#### GOAL OF THE EXERCISE
Copy out each line of the data that holds the word "ISSUE".

Stored items:
******************************

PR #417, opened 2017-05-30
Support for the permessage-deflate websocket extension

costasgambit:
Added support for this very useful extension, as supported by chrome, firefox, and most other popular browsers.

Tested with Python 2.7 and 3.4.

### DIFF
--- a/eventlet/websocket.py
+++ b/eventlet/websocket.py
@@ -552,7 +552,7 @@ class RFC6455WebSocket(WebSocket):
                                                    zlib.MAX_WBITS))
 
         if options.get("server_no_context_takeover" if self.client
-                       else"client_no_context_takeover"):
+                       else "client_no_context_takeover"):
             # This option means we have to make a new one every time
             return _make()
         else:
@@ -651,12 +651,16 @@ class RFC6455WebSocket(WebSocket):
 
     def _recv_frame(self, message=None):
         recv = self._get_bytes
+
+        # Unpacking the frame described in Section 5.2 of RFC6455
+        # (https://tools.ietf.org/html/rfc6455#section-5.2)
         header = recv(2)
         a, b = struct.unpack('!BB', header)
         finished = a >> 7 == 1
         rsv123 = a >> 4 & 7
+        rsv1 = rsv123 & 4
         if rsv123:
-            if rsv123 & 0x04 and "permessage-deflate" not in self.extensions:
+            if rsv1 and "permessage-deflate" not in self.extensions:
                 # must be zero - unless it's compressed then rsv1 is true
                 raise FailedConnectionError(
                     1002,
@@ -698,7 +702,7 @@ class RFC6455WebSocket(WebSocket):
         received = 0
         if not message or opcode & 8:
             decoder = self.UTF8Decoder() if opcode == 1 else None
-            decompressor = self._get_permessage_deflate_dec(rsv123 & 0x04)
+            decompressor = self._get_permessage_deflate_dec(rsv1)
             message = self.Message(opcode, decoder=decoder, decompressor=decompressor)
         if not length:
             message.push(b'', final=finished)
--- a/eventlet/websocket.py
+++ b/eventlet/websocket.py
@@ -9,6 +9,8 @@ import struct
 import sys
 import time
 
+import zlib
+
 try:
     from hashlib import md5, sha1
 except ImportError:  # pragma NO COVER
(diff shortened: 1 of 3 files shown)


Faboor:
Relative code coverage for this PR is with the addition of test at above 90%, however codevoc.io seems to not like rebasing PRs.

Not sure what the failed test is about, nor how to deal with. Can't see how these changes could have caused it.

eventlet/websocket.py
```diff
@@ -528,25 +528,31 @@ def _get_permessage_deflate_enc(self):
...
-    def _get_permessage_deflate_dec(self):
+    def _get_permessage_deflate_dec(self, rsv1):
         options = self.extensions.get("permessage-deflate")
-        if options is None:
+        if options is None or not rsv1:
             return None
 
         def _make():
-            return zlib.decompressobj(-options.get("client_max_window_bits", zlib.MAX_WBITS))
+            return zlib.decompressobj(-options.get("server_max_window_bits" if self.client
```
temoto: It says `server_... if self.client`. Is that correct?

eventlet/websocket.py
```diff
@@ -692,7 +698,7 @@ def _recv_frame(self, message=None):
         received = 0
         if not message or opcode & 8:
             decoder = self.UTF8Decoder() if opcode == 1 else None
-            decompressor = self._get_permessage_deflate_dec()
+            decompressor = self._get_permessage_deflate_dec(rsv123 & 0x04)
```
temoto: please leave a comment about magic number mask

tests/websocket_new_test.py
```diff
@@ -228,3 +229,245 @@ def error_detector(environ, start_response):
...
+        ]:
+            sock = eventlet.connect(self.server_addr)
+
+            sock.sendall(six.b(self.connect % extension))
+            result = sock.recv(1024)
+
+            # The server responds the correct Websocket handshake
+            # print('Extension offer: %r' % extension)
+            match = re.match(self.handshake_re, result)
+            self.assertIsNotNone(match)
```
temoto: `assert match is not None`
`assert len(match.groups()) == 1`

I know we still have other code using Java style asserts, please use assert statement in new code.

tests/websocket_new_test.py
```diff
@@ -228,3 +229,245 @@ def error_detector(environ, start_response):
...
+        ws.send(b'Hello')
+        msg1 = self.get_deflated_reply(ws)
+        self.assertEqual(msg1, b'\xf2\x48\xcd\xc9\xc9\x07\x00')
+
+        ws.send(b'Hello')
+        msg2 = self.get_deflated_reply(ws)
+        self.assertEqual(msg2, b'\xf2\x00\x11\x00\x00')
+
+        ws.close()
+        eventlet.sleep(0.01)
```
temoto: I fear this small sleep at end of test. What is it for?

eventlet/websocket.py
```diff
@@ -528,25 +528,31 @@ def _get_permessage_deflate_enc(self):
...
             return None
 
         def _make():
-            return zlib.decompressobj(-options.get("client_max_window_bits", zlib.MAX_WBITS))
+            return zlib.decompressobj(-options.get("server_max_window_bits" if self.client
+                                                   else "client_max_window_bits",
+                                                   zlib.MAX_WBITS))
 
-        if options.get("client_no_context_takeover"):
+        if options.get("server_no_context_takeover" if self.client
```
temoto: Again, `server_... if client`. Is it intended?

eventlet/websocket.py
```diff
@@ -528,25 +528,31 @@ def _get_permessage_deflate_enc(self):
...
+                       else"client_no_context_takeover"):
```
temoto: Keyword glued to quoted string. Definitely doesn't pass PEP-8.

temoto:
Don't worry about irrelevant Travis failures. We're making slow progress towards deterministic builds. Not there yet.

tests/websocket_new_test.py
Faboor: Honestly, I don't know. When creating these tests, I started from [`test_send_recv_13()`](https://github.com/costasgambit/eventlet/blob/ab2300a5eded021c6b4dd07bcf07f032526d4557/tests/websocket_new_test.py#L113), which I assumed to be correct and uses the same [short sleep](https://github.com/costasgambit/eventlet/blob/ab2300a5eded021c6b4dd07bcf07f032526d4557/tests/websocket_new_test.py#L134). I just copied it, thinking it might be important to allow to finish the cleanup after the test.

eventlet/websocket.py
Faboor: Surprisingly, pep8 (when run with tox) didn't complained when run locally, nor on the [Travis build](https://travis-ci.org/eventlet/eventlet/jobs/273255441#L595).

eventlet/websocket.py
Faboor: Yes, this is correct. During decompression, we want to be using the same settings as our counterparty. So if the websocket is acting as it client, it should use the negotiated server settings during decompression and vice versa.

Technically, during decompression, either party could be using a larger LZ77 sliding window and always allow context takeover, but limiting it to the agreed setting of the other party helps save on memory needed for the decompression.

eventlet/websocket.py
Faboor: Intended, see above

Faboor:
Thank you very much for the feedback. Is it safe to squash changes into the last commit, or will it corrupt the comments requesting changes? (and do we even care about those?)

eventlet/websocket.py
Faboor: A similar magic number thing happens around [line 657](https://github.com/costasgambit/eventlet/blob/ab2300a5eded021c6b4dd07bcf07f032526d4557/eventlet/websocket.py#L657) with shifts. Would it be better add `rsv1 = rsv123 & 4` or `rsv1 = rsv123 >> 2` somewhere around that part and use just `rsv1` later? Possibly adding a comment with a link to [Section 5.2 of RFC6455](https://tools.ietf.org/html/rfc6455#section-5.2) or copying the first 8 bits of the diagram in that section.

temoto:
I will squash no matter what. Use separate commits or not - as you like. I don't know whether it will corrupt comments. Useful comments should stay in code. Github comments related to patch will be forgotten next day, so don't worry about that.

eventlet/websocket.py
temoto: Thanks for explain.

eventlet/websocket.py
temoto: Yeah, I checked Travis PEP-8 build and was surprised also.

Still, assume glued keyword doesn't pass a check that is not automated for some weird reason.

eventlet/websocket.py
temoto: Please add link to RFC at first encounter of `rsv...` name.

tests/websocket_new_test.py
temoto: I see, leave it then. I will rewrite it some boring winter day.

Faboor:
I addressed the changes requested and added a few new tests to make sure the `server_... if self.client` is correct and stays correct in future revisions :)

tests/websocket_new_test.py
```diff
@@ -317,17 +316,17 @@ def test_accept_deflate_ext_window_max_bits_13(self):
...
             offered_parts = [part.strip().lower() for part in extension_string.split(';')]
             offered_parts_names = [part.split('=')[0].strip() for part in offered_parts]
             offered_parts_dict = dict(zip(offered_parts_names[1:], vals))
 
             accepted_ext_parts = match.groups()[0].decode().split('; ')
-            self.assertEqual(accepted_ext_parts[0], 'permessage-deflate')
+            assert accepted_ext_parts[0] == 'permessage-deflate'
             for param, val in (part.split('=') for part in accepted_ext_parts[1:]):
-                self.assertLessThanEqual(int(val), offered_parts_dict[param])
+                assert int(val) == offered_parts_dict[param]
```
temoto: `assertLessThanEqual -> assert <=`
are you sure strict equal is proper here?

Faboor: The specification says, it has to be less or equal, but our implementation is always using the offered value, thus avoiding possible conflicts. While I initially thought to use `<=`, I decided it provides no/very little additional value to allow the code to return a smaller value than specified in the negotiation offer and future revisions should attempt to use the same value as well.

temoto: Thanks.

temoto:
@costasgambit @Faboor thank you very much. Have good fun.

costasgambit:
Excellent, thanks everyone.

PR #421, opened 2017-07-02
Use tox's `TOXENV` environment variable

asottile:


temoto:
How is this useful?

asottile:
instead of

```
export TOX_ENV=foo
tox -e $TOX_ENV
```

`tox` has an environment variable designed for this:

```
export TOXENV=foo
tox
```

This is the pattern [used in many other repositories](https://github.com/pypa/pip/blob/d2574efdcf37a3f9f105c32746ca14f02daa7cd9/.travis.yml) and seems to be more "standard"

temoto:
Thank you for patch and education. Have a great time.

******************************

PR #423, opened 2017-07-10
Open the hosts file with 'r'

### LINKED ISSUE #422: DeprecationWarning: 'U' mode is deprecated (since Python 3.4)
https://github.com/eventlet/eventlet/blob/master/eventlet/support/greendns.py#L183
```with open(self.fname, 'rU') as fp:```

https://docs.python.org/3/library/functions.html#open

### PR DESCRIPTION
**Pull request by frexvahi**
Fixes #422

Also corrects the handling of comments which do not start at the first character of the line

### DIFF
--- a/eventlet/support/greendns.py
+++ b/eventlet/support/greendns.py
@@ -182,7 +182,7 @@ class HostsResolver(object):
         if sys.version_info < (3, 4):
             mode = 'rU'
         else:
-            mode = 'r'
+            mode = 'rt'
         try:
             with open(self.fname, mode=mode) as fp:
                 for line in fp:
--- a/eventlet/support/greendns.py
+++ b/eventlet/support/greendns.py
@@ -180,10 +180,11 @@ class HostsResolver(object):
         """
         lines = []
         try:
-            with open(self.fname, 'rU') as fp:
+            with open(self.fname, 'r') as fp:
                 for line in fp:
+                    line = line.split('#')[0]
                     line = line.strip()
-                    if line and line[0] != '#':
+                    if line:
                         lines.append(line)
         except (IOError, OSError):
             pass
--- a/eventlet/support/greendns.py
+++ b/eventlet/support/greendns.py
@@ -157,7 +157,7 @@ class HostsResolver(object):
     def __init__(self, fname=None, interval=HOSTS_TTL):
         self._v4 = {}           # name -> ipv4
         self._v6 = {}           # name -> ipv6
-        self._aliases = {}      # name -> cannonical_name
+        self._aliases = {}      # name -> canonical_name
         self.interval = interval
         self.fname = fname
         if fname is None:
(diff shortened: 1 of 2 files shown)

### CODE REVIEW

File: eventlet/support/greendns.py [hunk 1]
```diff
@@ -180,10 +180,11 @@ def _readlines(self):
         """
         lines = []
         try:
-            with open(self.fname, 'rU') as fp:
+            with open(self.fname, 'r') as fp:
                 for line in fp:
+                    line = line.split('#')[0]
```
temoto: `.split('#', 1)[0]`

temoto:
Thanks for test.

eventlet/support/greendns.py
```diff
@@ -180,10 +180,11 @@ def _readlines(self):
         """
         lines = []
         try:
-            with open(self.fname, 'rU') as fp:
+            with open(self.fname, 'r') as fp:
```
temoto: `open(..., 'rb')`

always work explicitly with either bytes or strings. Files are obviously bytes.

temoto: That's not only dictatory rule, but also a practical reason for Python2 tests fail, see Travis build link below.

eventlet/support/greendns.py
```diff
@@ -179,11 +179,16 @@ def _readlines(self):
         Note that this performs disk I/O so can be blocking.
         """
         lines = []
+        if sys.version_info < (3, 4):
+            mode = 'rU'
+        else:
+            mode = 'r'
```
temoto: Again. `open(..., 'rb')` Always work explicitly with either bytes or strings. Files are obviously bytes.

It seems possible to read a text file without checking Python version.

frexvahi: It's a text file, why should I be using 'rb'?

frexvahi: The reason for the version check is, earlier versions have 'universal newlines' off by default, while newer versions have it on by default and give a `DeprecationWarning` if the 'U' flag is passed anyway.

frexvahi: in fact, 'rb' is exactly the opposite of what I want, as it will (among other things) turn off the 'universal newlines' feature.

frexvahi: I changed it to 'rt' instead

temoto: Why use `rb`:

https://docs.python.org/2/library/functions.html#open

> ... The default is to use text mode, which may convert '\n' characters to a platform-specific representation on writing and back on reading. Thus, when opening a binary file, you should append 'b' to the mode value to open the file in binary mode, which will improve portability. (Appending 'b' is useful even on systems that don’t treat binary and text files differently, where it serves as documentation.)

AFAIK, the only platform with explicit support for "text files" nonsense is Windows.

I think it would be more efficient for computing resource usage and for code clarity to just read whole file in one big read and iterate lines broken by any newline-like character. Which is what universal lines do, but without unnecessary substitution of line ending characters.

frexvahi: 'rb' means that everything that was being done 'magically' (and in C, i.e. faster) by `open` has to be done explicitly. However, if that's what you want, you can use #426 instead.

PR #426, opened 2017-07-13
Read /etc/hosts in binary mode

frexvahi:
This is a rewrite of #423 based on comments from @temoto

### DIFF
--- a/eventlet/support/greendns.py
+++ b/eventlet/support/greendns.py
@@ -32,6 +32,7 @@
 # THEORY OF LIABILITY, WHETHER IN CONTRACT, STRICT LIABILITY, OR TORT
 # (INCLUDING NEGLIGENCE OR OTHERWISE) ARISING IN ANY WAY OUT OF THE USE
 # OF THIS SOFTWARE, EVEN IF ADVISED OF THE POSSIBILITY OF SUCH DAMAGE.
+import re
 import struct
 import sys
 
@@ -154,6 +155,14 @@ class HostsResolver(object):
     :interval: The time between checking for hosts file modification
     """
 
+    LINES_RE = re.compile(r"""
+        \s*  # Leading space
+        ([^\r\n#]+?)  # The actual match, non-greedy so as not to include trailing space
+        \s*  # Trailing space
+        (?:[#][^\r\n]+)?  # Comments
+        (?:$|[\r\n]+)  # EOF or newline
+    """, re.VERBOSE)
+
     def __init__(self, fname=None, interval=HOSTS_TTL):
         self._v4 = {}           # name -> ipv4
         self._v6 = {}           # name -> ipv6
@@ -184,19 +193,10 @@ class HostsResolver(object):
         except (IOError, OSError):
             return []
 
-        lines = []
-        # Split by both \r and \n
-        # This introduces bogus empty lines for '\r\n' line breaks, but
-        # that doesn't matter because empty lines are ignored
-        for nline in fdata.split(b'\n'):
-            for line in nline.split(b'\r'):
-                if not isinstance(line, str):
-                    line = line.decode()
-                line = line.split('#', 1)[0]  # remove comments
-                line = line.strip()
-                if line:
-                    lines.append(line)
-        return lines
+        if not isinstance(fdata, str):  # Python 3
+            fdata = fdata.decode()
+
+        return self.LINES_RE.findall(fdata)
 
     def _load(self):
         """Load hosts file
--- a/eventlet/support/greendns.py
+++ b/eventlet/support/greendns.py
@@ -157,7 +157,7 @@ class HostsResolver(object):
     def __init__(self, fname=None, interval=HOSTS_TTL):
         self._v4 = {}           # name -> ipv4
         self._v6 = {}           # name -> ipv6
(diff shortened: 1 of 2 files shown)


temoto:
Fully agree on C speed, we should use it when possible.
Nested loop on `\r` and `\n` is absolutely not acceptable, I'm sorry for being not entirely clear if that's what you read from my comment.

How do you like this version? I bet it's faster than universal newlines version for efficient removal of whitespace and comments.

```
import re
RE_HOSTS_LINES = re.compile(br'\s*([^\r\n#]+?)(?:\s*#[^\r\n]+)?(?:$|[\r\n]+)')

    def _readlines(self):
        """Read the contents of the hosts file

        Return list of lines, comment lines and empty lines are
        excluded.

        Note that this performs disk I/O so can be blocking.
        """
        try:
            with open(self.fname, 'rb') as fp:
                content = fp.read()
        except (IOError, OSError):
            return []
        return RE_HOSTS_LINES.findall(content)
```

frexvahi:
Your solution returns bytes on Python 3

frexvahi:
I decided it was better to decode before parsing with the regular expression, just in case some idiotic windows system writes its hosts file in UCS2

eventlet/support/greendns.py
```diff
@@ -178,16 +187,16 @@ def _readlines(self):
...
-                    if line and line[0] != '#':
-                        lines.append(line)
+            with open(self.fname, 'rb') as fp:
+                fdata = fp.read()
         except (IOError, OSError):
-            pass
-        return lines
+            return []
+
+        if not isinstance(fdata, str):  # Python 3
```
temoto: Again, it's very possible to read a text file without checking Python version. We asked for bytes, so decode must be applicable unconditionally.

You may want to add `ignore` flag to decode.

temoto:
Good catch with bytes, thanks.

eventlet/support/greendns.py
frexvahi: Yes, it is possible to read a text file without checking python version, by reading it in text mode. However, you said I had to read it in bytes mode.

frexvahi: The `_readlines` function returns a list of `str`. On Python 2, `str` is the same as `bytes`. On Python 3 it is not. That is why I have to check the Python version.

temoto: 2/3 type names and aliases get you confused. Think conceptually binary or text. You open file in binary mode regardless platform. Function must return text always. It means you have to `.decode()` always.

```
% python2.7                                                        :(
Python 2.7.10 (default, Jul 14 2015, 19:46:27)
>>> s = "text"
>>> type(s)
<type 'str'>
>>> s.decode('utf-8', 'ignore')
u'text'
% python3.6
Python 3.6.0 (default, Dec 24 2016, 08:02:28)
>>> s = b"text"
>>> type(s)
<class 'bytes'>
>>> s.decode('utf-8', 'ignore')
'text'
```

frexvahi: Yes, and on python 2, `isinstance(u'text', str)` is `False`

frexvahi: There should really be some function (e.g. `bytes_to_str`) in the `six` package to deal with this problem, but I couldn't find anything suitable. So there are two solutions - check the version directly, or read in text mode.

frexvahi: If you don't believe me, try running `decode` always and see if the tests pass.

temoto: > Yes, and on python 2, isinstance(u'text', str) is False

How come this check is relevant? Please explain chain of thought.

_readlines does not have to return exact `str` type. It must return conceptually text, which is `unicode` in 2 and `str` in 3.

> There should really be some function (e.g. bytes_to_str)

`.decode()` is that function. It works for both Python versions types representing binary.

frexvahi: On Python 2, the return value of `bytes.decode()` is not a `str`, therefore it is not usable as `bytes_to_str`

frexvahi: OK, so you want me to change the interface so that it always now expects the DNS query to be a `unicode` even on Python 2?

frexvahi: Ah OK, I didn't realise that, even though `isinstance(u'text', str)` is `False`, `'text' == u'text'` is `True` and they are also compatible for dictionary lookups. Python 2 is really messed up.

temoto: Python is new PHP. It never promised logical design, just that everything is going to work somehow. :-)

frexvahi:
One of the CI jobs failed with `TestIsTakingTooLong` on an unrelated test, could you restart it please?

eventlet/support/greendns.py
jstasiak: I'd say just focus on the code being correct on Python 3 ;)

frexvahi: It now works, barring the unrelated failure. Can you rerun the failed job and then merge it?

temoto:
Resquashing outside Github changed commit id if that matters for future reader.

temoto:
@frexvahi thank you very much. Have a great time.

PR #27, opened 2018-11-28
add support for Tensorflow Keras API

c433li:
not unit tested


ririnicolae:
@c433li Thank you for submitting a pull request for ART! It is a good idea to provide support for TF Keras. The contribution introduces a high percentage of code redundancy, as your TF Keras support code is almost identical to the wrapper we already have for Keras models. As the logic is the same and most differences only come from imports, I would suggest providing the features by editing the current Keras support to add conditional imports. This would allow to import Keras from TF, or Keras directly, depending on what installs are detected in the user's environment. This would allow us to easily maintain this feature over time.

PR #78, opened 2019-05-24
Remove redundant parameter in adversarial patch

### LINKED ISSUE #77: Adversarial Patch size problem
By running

******************************

#### TASK RESULT
### LINKED ISSUE #422: DeprecationWarning: 'U' mode is deprecated (since Python 3.4)
### LINKED ISSUE #77: Adversarial Patch size problem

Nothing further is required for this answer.